*Work request*:
Lines of the data that contain the word "apache" are the ones to copy.
>>>
PR #1467, opened 2024-12-26
Fіx possible OOM in downloadFileAsStreamAsync

aNNiMON:
I've been using the `-Xmx80M` JVM option since telegrambots 5.x. Recently I got an OOM error on telegrambots 8.0.0 after trying to download a 17.8M file:

```
Exception in thread "OkHttp Dispatcher" java.lang.OutOfMemoryError: Java heap space
    at org.apache.commons.io.IOUtils.byteArray(IOUtils.java:368)
    at org.apache.commons.io.output.AbstractByteArrayOutputStream.toByteArrayImpl(AbstractByteArrayOutputStream.java:201)                                                             
    at org.apache.commons.io.output.UnsynchronizedByteArrayOutputStream.toByteArray(UnsynchronizedByteArrayOutputStream.java:184)                                                     
    at org.apache.commons.io.IOUtils.toByteArray(IOUtils.java:2703)                      
    at org.telegram.telegrambots.client.okhttp.OkHttpFutureDownloadCallback.onResponse(OkHttpFutureDownloadCallback.java:28)                                                          
```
<<<
*Final answer*:
    at org.apache.commons.io.IOUtils.byteArray(IOUtils.java:368)
    at org.apache.commons.io.output.AbstractByteArrayOutputStream.toByteArrayImpl(AbstractByteArrayOutputStream.java:201)                                                             
    at org.apache.commons.io.output.UnsynchronizedByteArrayOutputStream.toByteArray(UnsynchronizedByteArrayOutputStream.java:184)                                                     
    at org.apache.commons.io.IOUtils.toByteArray(IOUtils.java:2703)                      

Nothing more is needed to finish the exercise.